During the final weeks of the assault the White Helmets, a volunteer group dedicated to trying to rescue the injured, reported, “streets and destroyed buildings are full with dead bodies”.

This is the savagery of a ruling class desperate to crush the last echoes of a popular revolution that threatened its power.

The recapture of Aleppo gives Assad control of all of Syria’s major cities. Since Russia threw its full military weight behind Assad last year, there have been a string of victories for the regime.

The US and other Western leaders condemned Assad and Russia’s assault. But these hypocrites support and arm other dictatorships across the region including Egypt and Saudi Arabia. And the US, with Australian support, is leading its own bombing campaign on the Iraqi city of Mosul, working alongside sectarian militias.

The capture of the eastern half of Aleppo in 2012 was one of the armed rebels’ biggest successes. But, as Syrian revolutionary socialist Joseph Daher has put it, eastern Aleppo has also been, “a symbol of the democratic alternative”.
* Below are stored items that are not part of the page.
PR #5208, opened 2020-03-29
[Bugfix:InstructorUI] fix bugs in dark theme

elihschiff:

If an instructor uses custom css the dark mode may have broken some of their css.
The submitty logo may have become very large 
image
as well as if they use a light background, the sidebar buttons might be very hard to see when in dark mode
image

This also fixes an issue where when a user's device defaults them to dark theme (usually on phones with a system wide dark theme) the checkbox to choose the theme is inverted until they click it and refresh the page.

### What is the new behavior?

This fixes the issues listed above.

### DIFF
--- a/site/app/templates/misc/SourceSettings.twig
+++ b/site/app/templates/misc/SourceSettings.twig
@@ -13,7 +13,7 @@
     else {
         editor{{ number }}.setSize("100%", "auto");
     }
-    var theme = localStorage.getItem("codeDisplayStyle");
+    var theme = localStorage.getItem("theme");
     editor{{ number }}.setOption("theme", (theme == null || theme === "light") ? "eclipse" : "monokai");
     editor{{ number }}.setOption("mode", "{{ type }}");
     $("#myTab").find("a").click(function (e) {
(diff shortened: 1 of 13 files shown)


bmcutler:
Sort of related question...
Do you think we can get rid of the light vs dark toggle selection in TA grading for code/text files now?  Is there a reason to keep independent control?  (I'd like to make the UI simpler and just have 1 control)

bmcutler:
Also...  the hover color (dark blue) for links is terrible in dark mode.
(e.g. links back to documentation from the instructor's course settings page)

elihschiff:
I removed the button, it now just follows the theme you have set.
The hover link color is now also much easier to see.

site/app/templates/misc/SourceSettings.twig
```diff
@@ -13,7 +13,7 @@
     else {
         editor{{ number }}.setSize("100%", "auto");
     }
-    var theme = localStorage.getItem("codeDisplayStyle");
+    var theme = localStorage.getItem("theme");
```
MasterOdin: Will this properly account for `window.matchMedia("(prefers-color-scheme: dark)").matches` as well?

elihschiff:
@clino47 and @MasterOdin both your suggestions should now be fixed. Along with a few other minor color issues that I have been informed about.

PR #5214, opened 2020-03-30
[Feature:Developer] convert bools & dates to correct sql

### LINKED ISSUE #5211: Have AbstractDatabase::query automatically convert certain parameter types
Currently, when writing to the database, the developer has to know that certain types (like booleans and DateTimes) have to be converted to a string or number before they can be used. For booleans, we have historically had a `AbstractDatabase::convertBoolean` method, but again, it requires the developer to know they have to call this method.

It would be nicer / cleaner if the `AbstractDatabase::query` method automatically handled casting these types for us, so that the developer can just use booleans / datetimes as is, without worrying about the ins and outs of the conversion.

elihschiff:

When you want to add a bool or a date to a sql query, you have to convert it to the correct format first before adding it to the parameter array.

### What is the new behavior?

The code now auto converts bools and dates, when added to the parameter array, to the correct format
fixes #5211

### Other information?

I only made it auto convert bools and dates however, if there are other types that need to be converted that I do not know about let me know and I can add them.

### DIFF
--- a/site/app/libraries/database/AbstractDatabase.php
+++ b/site/app/libraries/database/AbstractDatabase.php
@@ -143,6 +143,16 @@ abstract class AbstractDatabase {
     public function query($query, $parameters = array()) {
         try {
             $this->query_count++;
+            foreach ($parameters as &$parameter) {
+                if (gettype($parameter) === "boolean") {
+                    $parameter = $this->convertBoolean($parameter);
+                }
+                elseif (gettype($parameter) === "object") {
+                    if (get_class($parameter) === "DateTime") {
+                        $parameter = $parameter->format("Y-m-d H:i:sO");
+                    }
+                }
+            }
             $this->all_queries[] = array($query, $parameters);
             $statement = $this->link->prepare($query);
             $result = $statement->execute($parameters);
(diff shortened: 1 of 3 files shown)


site/app/libraries/database/AbstractDatabase.php
```diff
@@ -143,6 +143,16 @@ public function isConnected() {
     public function query($query, $parameters = array()) {
         try {
             $this->query_count++;
+            foreach ($parameters as &$parameter) {
+                if (gettype($parameter) === "boolean") {
+                    $parameter = $this->convertBoolean($parameter);
+                }
+                elseif (gettype($parameter) === "object") {
+                    if (get_class($parameter) === "DateTime") {
+                        $parameter = $parameter->format("Y-m-d H:i:sO") . " " . $parameter->getTimezone()->getName();
```
MasterOdin, line 152: Looking at this, I believe we can just rid of the concatenation (so just have `$parameter => $parameter->format("Y-m-d H:i:sO");`) as the `O` provides us the UTC offset and I think the DB is just stripping off the concatenation anyway.

PR #5254, opened 2020-04-14
[Refactor:System] Removes hardcoded instances of Submitty install_dir

shailpatels:

The Submitty install directory is hardcoded accross submitty to be the default `/usr/local/submitty/` and is not read from the `config/submitty.json` file.

### What is the new behavior?
Modifies the `config` model to include functionality to read from the config file and set a variable for the submitty install dir path. Adds a method to get this and removes the hardcoded usage accross submitty.

### Other information?
Python scripts in sbin should also dynamically read the location of the install dir.

Hopefully not

Tested bulk uploads, sites that were affected (gloabl view and creating a gradeable), and updated tests


sbin/submitty_daemon_jobs/submitty_jobs/jobs.py
```diff
@@ -257,7 +257,7 @@ def run_job(self):
         logger.write_to_log(log_file_path, log_msg)
         #create paths
         try:
-            with open("/usr/local/submitty/config/submitty.json", encoding='utf-8') as data_file:
+            with open(os.path.join(INSTALL_DIR, "config", "submitty.json"), encoding='utf-8') as data_file:
                 CONFIG = json.loads(data_file.read())
```
MasterOdin, line 261: Remove this and just use the already available `INSTALL_DIR` or `DATA_DIR` variables for whatever path you want in this job.

site/app/models/Config.php
```diff
@@ -224,6 +226,10 @@ class Config extends AbstractModel {
     protected $queue_contact_info;
     /** @prop @var string */
     protected $queue_message;
+    /** @prop @var string */
+    protected $submitty_install_dir;
```
MasterOdin, line 230: should be `$submitty_install_path` to match the other path properties (e.g. `submitty_path`, `course_path`)

site/app/models/Config.php
```diff
@@ -274,6 +280,8 @@ public function loadMasterConfigs($config_path) {
 
         $this->base_url = $submitty_json['submission_url'];
         $this->submitty_path = $submitty_json['submitty_data_dir'];
+        $this->submitty_install_dir = $submitty_json['submitty_install_dir'];
```
MasterOdin, line 283: need to add this to the list of paths that are validated and then `rtrim` below on lines 332 - 337. Feel free to re-arrange the lines that set paths to be closer to that block to make this connection more clear.

shailpatels: thanks for pointing this out!

PR #5276, opened 2020-04-21
[Bugfix:TAgrading] Peer grading team interface fixes

jchulton:

Peer team rotating section assignments will produce a robot when a student tries to grade them.

Students can see all peer assignments in the navigation menu if they are assigned to grade one peer assignment

### What is the new behavior?
Fixes these errors: peer team rotatin section assignments can be graded properly, students can only see gradeables they are assigned to grade in the navigation menu.

### DIFF
--- a/site/app/libraries/database/DatabaseQueries.php
+++ b/site/app/libraries/database/DatabaseQueries.php
@@ -1744,6 +1744,11 @@ ORDER BY g.sections_rotating_id, g.user_id",
     public function getUsersByRotatingSections($sections, $orderBy = "rotating_section") {
         $return = array();
         if (count($sections) > 0) {
+            $orderBy = str_replace(
+                "Peer",
+                1,
+                $orderBy
+            );
             $placeholders = $this->createParamaterList(count($sections));
             $this->course_db->query("SELECT * FROM users AS u WHERE rotating_section IN {$placeholders} ORDER BY {$orderBy}", $sections);
             foreach ($this->course_db->rows() as $row) {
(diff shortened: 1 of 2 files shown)


site/app/libraries/database/DatabaseQueries.php
```diff
@@ -1744,6 +1744,11 @@ public function getRotatingSectionsForGradeableAndUser($g_id, $user_id = null) {
     public function getUsersByRotatingSections($sections, $orderBy = "rotating_section") {
         $return = array();
         if (count($sections) > 0) {
+            $orderBy = str_replace(
+                "Peer",
+                1,
+                $orderBy
+            );
```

Before the siege began this year, its grassroots revolutionary movement contested efforts by armed Islamist groups to impose their own control in Aleppo.

The most hardline Islamist groups were even forced out for a period. Islamic State was expelled from eastern Aleppo in 2014, and the Al Qaeda-linked Jabhat al-Nusra (now renamed Jabhat Fateh al-Sham) was pushed out in 2015 for almost a year. But as the siege tightened, Jabhat Fateh al-Sham and similar groups returned as a component of the rebel forces, alongside groups backed by Saudi Arabia and the West.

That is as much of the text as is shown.